O Ocidente parece ainda atónito pela evolução dos acontecimentos. Quem é entrevistado nas ruas de Al-Baida, Derna, Tobruk ou Bengazi, mostra sempre uma profunda repulsa por aquilo que a Al Qaeda significa e é com alguma surpresa que ouvimos referências ao desejo de quererem viver e organizar-se …”como na Europa”. Em suma, o nosso destroçado e aparentemente morto modelo de sociedade, parece interessar-lhes. Maior é ainda a surpresa, quando os media euro-americanos verificaram um levantamento popular que reergueu as banidas cores dos Senussi, o tal “regime caquético e obscurantista” que Kadhafi enterrou e o ocidente aprendeu a desprezar através da propaganda do senhor das tendas. Teria sido fácil o recurso à bandeira republicana de 1969, aliás de forte conotação pan-árabe e que hoje enche as ruas do Egipto e do Iémen. Mas não, a verdade é que se confirmaram as bem fundamentadas suspeitas de Kadhafi relativamente à Cirenaica, onde a “sua República” foi pessimamente recebida e nunca aceite por uma população que nos Senussi via os seus libertadores e símbolos de independência. O sistema tribal pode muita coisa explicar, mas de facto, poderemos estar perante o nascimento de um novo Estado que nem precisará da Tripolitânia para sobreviver e até, muito rapidamente prosperar. Neste blog e logo no início da revolta, dissemos ser conveniente olharmos com mais atenção para a União Constitucional Líbia. As próximas semanas confirmarão ou não, esta suposição. A demasiadamente rápida proliferação de milhares de bandeiras executadas com materiais sintéticos – parecendo de encomenda -, posters realistas e outros artigos de propaganda, indiciam algo mais que um acontecimento expontâneo ou fortuito. A Aljazeera também tem ajudado e os nossos leitores facilmente poderão verificar o que queremos dizer.

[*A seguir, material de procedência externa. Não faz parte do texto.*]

PR #1412, opened 2015-02-24
Catch exceptions thrown in the notification feed handler

jguery:
It removes exceptions shown in the master logs when starting CDAP.

### DIFF
--- a/cdap-app-fabric/src/main/java/co/cask/cdap/gateway/handlers/NotificationFeedHttpHandler.java
+++ b/cdap-app-fabric/src/main/java/co/cask/cdap/gateway/handlers/NotificationFeedHttpHandler.java
@@ -96,7 +96,10 @@ public class NotificationFeedHttpHandler extends AuthenticatedHttpHandler {
       responder.sendString(HttpResponseStatus.BAD_REQUEST, "Invalid json object provided in request body.");
     } catch (IOException e) {
       LOG.error("Failed to read Notification feed request body.", e);
-      responder.sendStatus(HttpResponseStatus.INTERNAL_SERVER_ERROR);
+      responder.sendString(HttpResponseStatus.INTERNAL_SERVER_ERROR, e.getMessage());
+    } catch (Throwable t) {
+      LOG.debug("Error in creating notification feed.", t);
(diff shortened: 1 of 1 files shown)


cdap-app-fabric/src/main/java/co/cask/cdap/gateway/handlers/NotificationFeedHttpHandler.java
```diff
@@ -96,7 +96,10 @@ public void createFeed(HttpRequest request, HttpResponder responder,
       responder.sendString(HttpResponseStatus.BAD_REQUEST, "Invalid json object provided in request body.");
     } catch (IOException e) {
       LOG.error("Failed to read Notification feed request body.", e);
-      responder.sendStatus(HttpResponseStatus.INTERNAL_SERVER_ERROR);
+      responder.sendString(HttpResponseStatus.INTERNAL_SERVER_ERROR, e.getMessage());
+    } catch (Throwable t) {
+      LOG.debug("Error in creating notification feed.", t);
```
ParthGandhi: Error log?

ParthGandhi:
I think these should all be error logs.

Otherwise LGTM.

jguery:
The thing is these exceptions are always thrown when cdap starts up, because the dataset service is not up and a runtime exception is thrown. It's not exactly an error, and if we log them as such, then people might think something is really wrong when it's not.

ParthGandhi:
But what happens when it actually *is* an error (say once everything comes up correctly)? Then you still log as debug..

Is it possible to distinguish between exceptions thrown when DS is down and other runtime errors?

jguery:
I could do that but then DS down could still be a valid error, when it happens when CDAP is not starting... I feel like passing the exception message to the responder is enough though, to understand what went wrong.

ParthGandhi:
Okay, LGTM as is. 

Just FYI, response messages are almost always useless. All post-failure debugging happens through logs. But in this case I think thats OK.

jguery:
I would have left it as is, as error, if it wasn't for that JIRA https://issues.cask.co/browse/CDAP-1578.

ParthGandhi:
Yeah its fine. Theres also a JIRA for making all our services more resilient to dependent services not being up.

PR #1413, opened 2015-02-24
fix for double namespacing metrics tables during upgrade

abaranau:


abaranau:
http://builds.cask.co/browse/CDAP-DUT880-3

abaranau:
tested on cluster

gsps1:
LGTM

PR #1416, opened 2015-02-25
fix metrics discovery for old dashboard

abaranau:
So old dashboard expects v2 metrics API to only return user metrics...


abaranau:
http://builds.cask.co/browse/CDAP-DUT903-1

gsps1:
LGTM

PR #1418, opened 2015-02-25
Source backwards compatability

anwar6953:
Users should have to modify as little code as possible when they upgrade CDAP versions (marking it as deprecated first so they have plenty of time to modify the code to new APIs).

Brought back a copy of TxRunnable in cdap.api.service package, and changed AppWithServices to use it to test it. Simply delegates execution to the TxRunnable in cdap.api package.
Also removed the checked Exception from TestBase#clear method (it has been deprecated for 2.8, so we should support it as is in previous version, until we remove it).

Unsure how to handler RuntimeStats#clearStats(String). Perhaps we can't do anything but remove that method and require the user to modify their code.

http://builds.cask.co/browse/CDAP-DUT904-5

### DIFF
--- a/cdap-api/src/main/java/co/cask/cdap/api/service/ServiceWorkerContext.java
+++ b/cdap-api/src/main/java/co/cask/cdap/api/service/ServiceWorkerContext.java
@@ -41,6 +41,12 @@ public interface ServiceWorkerContext extends RuntimeContext, ServiceDiscoverer 
   void execute(TxRunnable runnable);
 
   /**
+   * Execute a set of operations on datasets via a {@link TxRunnable} that are committed as a single transaction.
+   * @param runnable The runnable to be executed in the transaction
+   */
+  void execute(co.cask.cdap.api.service.TxRunnable runnable);
+
+  /**
    * @return Number of instances of this worker.
    */
   int getInstanceCount();
--- a/cdap-api/src/main/java/co/cask/cdap/api/service/TxRunnable.java
+++ b/cdap-api/src/main/java/co/cask/cdap/api/service/TxRunnable.java
@@ -1,0 +1,43 @@
+/*
+ * Copyright © 2015 Cask Data, Inc.
+ *
+ * Licensed under the Apache License, Version 2.0 (the "License"); you may not
+ * use this file except in compliance with the License. You may obtain a copy of
+ * the License at
+ *
+ * http://www.apache.org/licenses/LICENSE-2.0
+ *
+ * Unless required by applicable law or agreed to in writing, software
+ * distributed under the License is distributed on an "AS IS" BASIS, WITHOUT
+ * WARRANTIES OR CONDITIONS OF ANY KIND, either express or implied. See the
+ * License for the specific language governing permissions and limitations under
+ * the License.
+ */
+
+package co.cask.cdap.api.service;
+
+import co.cask.cdap.api.data.DatasetContext;
+import co.cask.cdap.api.dataset.Dataset;
+
+/**
+ * A runnable that provides a {@link DatasetContext} to programs which may be used to get
+ * access to and use datasets.
+ * @deprecated As of version 2.8.0, replaced by {@link co.cask.cdap.api.TxRunnable}
+ */
+public interface TxRunnable {
+
+  /**
+   * Provides a {@link DatasetContext} to get instances of {@link Dataset}s.
+   *
+   * <p>
+   *   Operations executed on a dataset within the execution of this method are committed as a single transaction.
+   *   The transaction is started before this method is invoked and is committed upon successful execution.
+   *   Exceptions thrown while committing the transaction or thrown by user-code result in a rollback of the
+   *   transaction.
+   * </p>
+   * @param context to get datasets from.
+   * @throws Exception
+   */
+  void run(DatasetContext context) throws Exception;
+
+}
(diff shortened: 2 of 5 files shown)


cdap-unit-test/src/main/java/co/cask/cdap/test/TestBase.java
```diff
@@ -171,9 +171,14 @@ protected ApplicationManager deployApplication(Class<? extends Application> appl
...
-  protected void clear() throws Exception {
-    TestManager testManager = getTestManager();
-    testManager.clear();
+  protected void clear() {
+    try {
+      TestManager testManager = getTestManager();
+      testManager.clear();
+    } catch (Exception e) {
+      // Unchecked exception to maintain compatibility until we remove this method
+      Throwables.propagate(e);
```
ParthGandhi: `throw Throwables.propagate(e)`

ParthGandhi:
LGTM

cdap-unit-test/src/main/java/co/cask/cdap/test/TestBase.java
anwar6953: It seems like the propagate method already throws it:
throw new RuntimeException(throwable);

ParthGandhi: https://code.google.com/p/guava-libraries/wiki/ThrowablesExplained

"... but throwing the result -- e.g. throw Throwables.propagate(t) -- can be useful to prove to the compiler that an exception will be thrown."

cdap-api/src/main/java/co/cask/cdap/api/service/TxRunnable.java
```diff
@@ -0,0 +1,43 @@
...
+
+import co.cask.cdap.api.data.DatasetContext;
+import co.cask.cdap.api.dataset.Dataset;
+
+/**
+ * A runnable that provides a {@link DatasetContext} to programs which may be used to get
+ * access to and use datasets.
+ * @deprecated As of version 2.8.0, replaced by {@link co.cask.cdap.api.TxRunnable}
+ */
+public interface TxRunnable {
```
chtyim: You need to mark the interface with `@Deprecate` as well.

cdap-api/src/main/java/co/cask/cdap/api/service/ServiceWorkerContext.java
```diff
@@ -41,6 +41,12 @@
   void execute(TxRunnable runnable);
 
   /**
+   * Execute a set of operations on datasets via a {@link TxRunnable} that are committed as a single transaction.
+   * @param runnable The runnable to be executed in the transaction
+   */
+  void execute(co.cask.cdap.api.service.TxRunnable runnable);
```
nitinmotgi: Why whole package name ?

cdap-app-fabric/src/main/java/co/cask/cdap/internal/app/runtime/service/BasicServiceWorkerContext.java
```diff
@@ -178,6 +179,16 @@ public void execute(TxRunnable runnable) {
   }
 
   @Override
+  public void execute(final co.cask.cdap.api.service.TxRunnable runnable) {
```
nitinmotgi: Why whole namespace ?

anwar6953: We use TxRunnable from two separate packages in this class.

cdap-api/src/main/java/co/cask/cdap/api/service/ServiceWorkerContext.java
anwar6953: We use TxRunnable from two separate packages in this class.

ParthGandhi: This method should also be marked deprecated.

cdap-unit-test/src/main/java/co/cask/cdap/test/TestBase.java
```diff
@@ -157,6 +157,7 @@ protected static TestManager getTestManager() {
    * @param applicationClz The application class
    * @return An {@link co.cask.cdap.test.ApplicationManager} to manage the deployed application.
    */
+  @Deprecated
```
ParthGandhi: For the methods in this class marked deprecated, add a link to the method that should be used instead.

cdap-api/src/main/java/co/cask/cdap/api/service/ServiceWorkerContext.java
anwar6953: Isn't it sufficient to mark the interface as deprecated

cdap-unit-test/src/main/java/co/cask/cdap/test/TestBase.java
anwar6953: All of them already have it in the comments.
For instance:
`* @deprecated Use {@link TestManager#deployApplication(Class, java.io.File...)} from {@link #getTestManager()}.`

ParthGandhi: My bad. You're right.

cdap-api/src/main/java/co/cask/cdap/api/service/ServiceWorkerContext.java
chtyim: You have to mark this method as deprecate since this method will get removed in future version.

anwar6953:
So good to merge?

ParthGandhi:
Merge it.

Outro estranho sinal, consiste na prudência da administração norte-americana que já ontem e pela voz da sra. Clinton, utilizou precisamente os argumentos anti-Al Qaeda de Kadhafi, que queiramos ou não, tem sido um parceiro de muitos países ocidentais – os portugueses são disso embaraçadas testemunhas -, nomeadamente o “mundo de negócios” europeu e norte-americano. Por outro lado, sentimos igualmente a hipótese de uma manobra britânica, bem ao estilo de outrora e à revelia do seu privilegiado parceiro além-Atlântico, demonstrando que o velho leão poderá estar bem vivo e de razoável saúde muscular. É claro que não temos qualquer tipo de pretensões de conhecer a realidade do que se tem passado, mas as sugestões vão-se acumulando, talvez não sendo mais que uma miragem num deserto.

Se existe um mar de areia e pedras a separar a Tripolitânia e a Cirenaica, convém frisar as grandes diferenças que facilmente poderão cavar um intransponível fosso entre as populações do ocidente e do leste daquilo a que hoje designamos de Líbia. A Via Balbia consiste numa estreita fita que poderá significar a união, ou a divisão de ambas.

Para já, o que convém reter, é o facto desta ou daquela vitória obtida por um punhado de homens armados, pouco ou nada querer significar em termos da total conquista do poder. Vive-se um conflito de atrito e apenas uma súbita quebra num dos lados, dirá quem será o vencedor. Pode isto acontecer a qualquer momento e desconhece-se qual a verdadeira solidez do edifício estatal construído por Kadhafi, assim como a verdadeira força da subversão. Estamos perante qualquer imprevisível vitória ou derrota.

Apostamos que o vencedor, já não poderá ser Kadhafi.